The announcement came Friday, a day after the world’s biggest automaker said it would suspend production and worldwide sales of its Lexus GX 460 and would conduct safety tests on all its SUVs due to reports of rollover risk.
The recall affects 1998 through 2010 Sienna minivans that Toyota said could experience corrosion in the spare tire carrier cable if they have been operated in cold climates with high road salt use.
“In the worst case, the carrier cable may fail and the spare tire could become separated from the vehicle, a road hazard for following vehicles that increases the likelihood of a crash,” Toyota said in a statement.
A spokesman for Toyota, Brian Lyons, said the company did not know of any accidents or injuries associated with the defect, but was checking.
Toyota said it is currently working to develop a remedy for the problem.
“Until this remedy is developed, customers will receive an interim notice instructing them to bring their vehicle to a dealership for a preliminary inspection,” it said.
“Once the remedy has been developed, customers will receive a secondary notice advising the customer of the remedy availability.”
The recall involves about 600,000 minivans in the United States and another 270,000 in Canada, the automaker said.
Toyota, which overtook General Motors in 2008 as the world’s top auto seller, has been bedeviled by a series of safety issues that have raised questions about whether it sacrificed its legendary quality to become number one.
Toyota executives were hauled over the coals in the US Congress earlier this year and the company’s previously stellar reputation for safety was left in tatters after it recalled more than eight million vehicles beginning late 2009 for brake and accelerator defects.

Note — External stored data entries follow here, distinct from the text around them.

PR #5870, opened 2019-02-03
bindir-method/install-method, installdir, new-install flags in SavedConfig -- 3.0 version

### LINKED ISSUE #5644: Add NewInstallFlags to SavedConfig

### LINKED ISSUE #5837: Task: Implement `v2-install --bindir-method={copy,symlink}`
There's at least two use-cases for having this code-path

1. On Windows, symlink support requires extra configuration; file copying however works without trouble (but we might need to use "ADS" to store some metadata to support store garbage-collection) (see also #5748)
2. When using Docker or other custom workflows, symlinks might easily break; there a way to copy instead of symlink is desirable as well (see e.g. #5628)

Currently, cabal already has support for two locations, 

1. `--bindir=DIR`
2. `--symlink-bindir=DIR`

All that we need is the ability to configure which of those two locations to use; right now `v2-install` is hardwired to symlink and use `--symlink-bindir`

This task is about adding a new flag `--bindir-method=...` to `v2-install` (whose default ought to be configurable via `~/.cabal/config`) which takes takes an enumeration of at least

1. `symlink`, symlink into `--symlink-bindir` location; operation fails if it cannot be symlinked
2. `copy`, copy into `--bindir` location; operation fails if it cannot be copied to target location

Optional (i.e. not critical for 2.4; can be done later): additionally, we might want a 3rd variant (maybe called `auto`) which tries to `symlink`, but falls back to `copy` if symlink fails (relevant for Windows; see also PR #5684 which tried to hardcode this scheme)

Finally,  for the implied defaults (i.e. when there's no explicit default set via `~/.cabal/config`) for `bindir-method:` we should have

1. on non-Windows platforms: `symlink`
2. on Windows: `copy` (or maybe the `auto` method, once it's implemented; however sticking to `copy` as default might result in more deterministic results)

----

Possible bikeshedding alternative:

- `--bindir-style`
- `--bindir-policy` (c.f. `--overwrite-policy`)

### LINKED ISSUE #5843: RFC: post-2.4 redesign of v2 --bindir UI
This is a bit of a follow-up to #5837 (which is intended to provide an incremental pain remedy for 2.4.x) which is expected to result in the following situation for v2-install:

We have two bindir "install" paths settings,

- `--symlink-bindir=DIR` (used when `--bindir-method=symlink`)
- `--bindir=DIR` (used when `--bindir-method=copy`)

This is mostly for historical reasons as cabal has had these two configuration properties for about a decade.

However, it doesn't seem to make much sense in the nix-style paradigm to have two separate folders; instead I suggest to redesign this for cabal 3.0 to

1. deprecate `--symlink-bindir=DIR`
2. Use a single `--bindir=DIR` configuration field
3. Use `--bindir-method={copy,symlink,auto}` to control how executables are "installed" into the folder denoted by `--bindir`

This would IMO be a less confusing UI as you need to be careful which bindir field you set; there's now only one!

----

So e.g. if you're preparing some binary dist for an executable (for which you know it is relocatable as it doesn't have any ties to the nix-style store), you can just say

```bash
cabal install --bindir=./bindist/bin --bindir-method=copy  mypackage
```

and if you instead want to prepare some local `bin`-folder with symlinks to some build tools, you can instead say

```bash
cabal install --bindir=${HOME}/buildtools-bin --bindir-method=symlink alex happy
```

and if you use the `auto` method (i.e. try to use `symlinks` and fallback to `copy` if not possible), now you can say

```bash
cabal install --bindir=${HOME}/buildtools-bin --bindir-method=auto alex happy
```

With the UI as implemented for #5837 for cabal 2.4 however, you'd have to use the following incantations respectively:

```bash
cabal v2-install --bindir=./bindist/bin --bindir-method=copy  mypackage

cabal v2-install --symlink-bindir=${HOME}/buildtools-bin --bindir-method=symlink alex happy

# NB: we need to set both bindir locations!
cabal v2-install --bindir=${HOME}/buildtools-bin --symlink-bindir=${HOME}/buildtools-bin --bindir-method=auto alex happy
```

fgaz:
TODOs:
* [x] changelog
* [x] docs
* [x] a good commit message
* [x] bindir-method vs install-method
* [x] NewFlags vs ClientFlags

Closes #5644
Closes #5837
Closes #5843

/cc @hvr

### DIFF
--- a/cabal-install/Distribution/Client/CmdInstall.hs
+++ b/cabal-install/Distribution/Client/CmdInstall.hs
@@ -47,7 +47,7 @@ import Distribution.Client.ProjectConfig.Types
          , projectConfigDistDir, projectConfigConfigFile )
 import Distribution.Simple.Program.Db
          ( userSpecifyPaths, userSpecifyArgss, defaultProgramDb
-         , modifyProgramSearchPath )
+         , modifyProgramSearchPath, ProgramDb )
 import Distribution.Simple.Program.Find
          ( ProgramSearchPathEntry(..) )
 import Distribution.Client.Config
@@ -90,7 +90,8 @@ import Distribution.Simple.Command
 import Distribution.Simple.Configure
          ( configCompilerEx )
 import Distribution.Simple.Compiler
-         ( Compiler(..), CompilerId(..), CompilerFlavor(..) )
+         ( Compiler(..), CompilerId(..), CompilerFlavor(..)
+         , PackageDBStack )
 import Distribution.Simple.GHC
          ( ghcPlatformAndVersionString
          , GhcImplInfo(..), getImplInfo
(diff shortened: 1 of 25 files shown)


cabal-install/Distribution/Client/CmdInstall/ClientInstallFlags.hs
```diff
@@ -0,0 +1,106 @@
...
+                  | BindirMethodSymlink
+  deriving (Eq, Show, Generic, Bounded, Enum)
+
+instance Binary BindirMethod
+
+data ClientInstallFlags = ClientInstallFlags
+  { cinstInstallLibs :: Flag Bool
+  , cinstEnvironmentPath :: Flag FilePath
+  , cinstOverwritePolicy :: Flag OverwritePolicy
+  , cinstBindirMethod :: Flag BindirMethod --TODO bindir-method or install-method?
```
hvr: If we're going with `--installdir=...` then this should definitely be `--install-method=` or `--install-policy=` or something else with `--install-*` :-)

hvr:
I briefly tested this one empirically and it looks good so far; I haven't done a proper code-review yet though

Mistuke:
Thanks @fgaz, @hvr , it compiles now. A couple of observations:

1. Doing a `cabal new-install pony` seems to build a binary and then end with

```
Installing executable can-i-have-a-pony in R:\CabalStore\ghc-8.4.3\incoming\new-20796\CabalStore\ghc-8.4.3\pony-1.0-2eda844295defe2b7defaac8f0f9a0f26ee16330\bin
Warning: The directory
R:\CabalStore\ghc-8.4.3\incoming\new-20796\CabalStore\ghc-8.4.3\pony-1.0-2eda844295defe2b7defaac8f0f9a0f26ee16330\bin
is not in the system search path.
cabal.exe: installdir is not defined. Set it in your cabal config file or use
--installdir=<path>
```

Which led me to believe the binary was in `R:\CabalStore\ghc-8.4.3\incoming\new-20796\CabalStore\ghc-8.4.3\pony-1.0-2eda844295defe2b7defaac8f0f9a0f26ee16330\bin`, but it turns out the folder no longer exists after install. Sooo... where is it? :)

2) I then tried using `--installdir` as suggested

```
$ ./cabal.exe new-install --installdir=/r/bin pony
Resolving dependencies...
Up to date
Symlinking 'can-i-have-a-pony'
cabal.exe: Symlinking feature not available on Windows
```
So we'll need to pick a working default, maybe recommend people try a different `--bindir-method=`.

3) I then tried using `--bindir-method=copy` which failed with

```
$ ./cabal.exe new-install --installdir=/r/bin --bindir-method=copy pony
Resolving dependencies...
Up to date
Copying 'can-i-have-a-pony'
R:\CabalStore\ghc-8.4.3\pony-1.0-2eda844295defe2b7defaac8f0f9a0f26ee16330\bin\can-i-have-a-pony: copyFile:atomicCopyFileContents:withReplacementFile:copyFileToHandle:openBinaryFile: does not exist (No such file or directory)
```

Which failed because `can-i-have-a-pony` doesn't have an extension, it should be trying to copy `can-i-have-a-pony.exe`.

fgaz:
@Mistuke could you try 2f17b0ef42b5174db5d07719f27732325856e2d0?

fgaz:
Tested on windows, ready for review. Docs update coming shortly.

cabal-install/Distribution/Client/CmdInstall.hs
```diff
@@ -560,18 +567,27 @@ installAction (configFlags, configExFlags, installFlags, haddockFlags, testFlags
...
+  let storeDirLayout = cabalStoreDirLayout $ cabalDirLayout baseCtx
+  let mkPkgBinDir :: UnitId -> FilePath
+      mkPkgBinDir = InstallDirs.bindir .
+                    storePackageInstallDirs'
+                      storeDirLayout
+                      (compilerId compiler)
+      mkExeName :: UnqualComponentName -> FilePath
+      mkExeName exe = unUnqualComponentName exe <> ext
+        where
+          ext = case exeExtension platform of "" -> ""
```
23Skidoo: Hmm, can't we use `<.>` from `System.FilePath` here?

23Skidoo:
Rebased against master.

hvr:
@23Skidoo I assume we can consider the 2.4-backport #5869 accepted as well?

23Skidoo:
Yeah I guess, assuming it's the same patches but just backported -- I haven't looked at it.

cabal-install/Distribution/Client/CmdInstall.hs
fgaz: Didn't know about that function, thanks

fgaz:
The error is a timeout. Merging.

The automaker has been hit with at least 97 lawsuits seeking damages for injury or death linked to sudden acceleration and 138 class action lawsuits from customers suing to recoup losses in the resale value of Toyota vehicles.
The company faces a record 16.4-million-dollar fine in the United States for its failure to notify authorities quickly about problems with “sticky pedals” that could force vehicles to speed out of control and officials have warned that further fines are possible.
Toyota suspended production and global sales of the Lexus GX 460 sport utility vehicle after US magazine Consumer Reports gave the SUV a rare “Don’t Buy: Safety Risk” rating Thursday in the latest blow to the reputation of the embattled Japanese auto giant.
When pushed to its limits, the rear of the GX “slid out until the vehicle was almost sideways before the electronic stability control system was able to regain control,” the magazine said.
Toyota said it will work on analyzing potential safety risks in the model, which has already sold 6,000 units.
This past week, the National Highway Traffic Safety Administration issued an advisory asking motorists to use caution when driving the vehicle.